* Task details
Copy each line below containing "typos".

^^^^^^^^

PR #6158, opened 2026-07-30
#6147: refuse a meta directive that has no name

### LINKED ISSUE #6147: Meta directive accepts empty name, causing silent package drop
## What happens

A meta line with no name parses without any error. `LnMeta` takes the name as `body.substring(1)` when there is no space, and `body.substring(1, space)` when there is one, and neither branch rejects an empty result.

A bare `+` line:

```
# Sample.

+
+package foo

[] > app
```

parses with zero errors and emits:

```xml
<meta line="3">
   <head/>
   <tail/>
</meta>
```

The practical case is a stray space after the plus. These two files differ by one character:

```
# Sample.

+package foo

[] > app
```

```
# Sample.

+ package foo

[] > app
```

The first gives `<o line="5" loc="Φ.foo.app" name="app" pos="0"/>`. The second gives `<o line="5" loc="Φ.app" name="app" pos="0"/>` and reports no error at all. The `+package` meta is gone, the object lands in the default package, and nothing says so. It surfaces later as a missing or wrongly named class.

This is inconsistent with the neighbouring check: `LnMeta.split` does reject a double space between parts with "meta parts must be separated by exactly one space", so `+package  foo` is an error while `+ package foo` is not.

The spec gives the grammar as `+name [parts]` (§3.2, "Meta directive — `+name [parts]`"), and R-3.2.3 talks about "each space-separated token after the `+name`", so the name is required.

## What should happen

A meta with an empty name is rejected with a parse error, the same way other malformed metas are, for example "meta directive must have a name". Both a bare `+` and `+ name ...` with a space right after the plus should hit it.

Not a duplicate of #3556, which was about double spaces between parts and is fixed.

morphqdd:
Closes #6147

`head` came from `body.substring(1)` or `body.substring(1, space)`, and neither branch minded an empty result. A bare `+`, and any `+ name` with a space right after the plus, parsed with no error and emitted `<head/>`.

The practical case is `+ package foo`, which silently dropped the package and put the object in the default one. It now fails to parse instead.

The test is a typo pack, so it runs through both `checksTypoPacks` and `checksTypoMessages`, and it fails on master.

### DIFF
--- a/eo-parser/src/main/java/org/eolang/parser/LnMeta.java
+++ b/eo-parser/src/main/java/org/eolang/parser/LnMeta.java
@@ -69,6 +69,12 @@ final class LnMeta implements Line {
                 body.substring(space + 1), this.span, space + 1
             );
         }
+        if (head.isEmpty()) {
+            throw new ParseError(
+                this.span.line(), this.span.indent(),
+                "meta directive requires a name"
+            );
+        }
         Comments.seal(globals, emit, this.span);
         globals.markMeta();
         globals.clearBlanks();
--- a/eo-parser/src/test/resources/org/eolang/parser/eo-typos/meta-without-a-name.yaml
+++ b/eo-parser/src/test/resources/org/eolang/parser/eo-typos/meta-without-a-name.yaml
@@ -1,0 +1,10 @@
+# SPDX-FileCopyrightText: Copyright (c) 2016-2026 Objectionary.com
+# SPDX-License-Identifier: MIT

^^^^^^^^

* Solution for this task
--- a/eo-parser/src/test/resources/org/eolang/parser/eo-typos/meta-without-a-name.yaml
+++ b/eo-parser/src/test/resources/org/eolang/parser/eo-typos/meta-without-a-name.yaml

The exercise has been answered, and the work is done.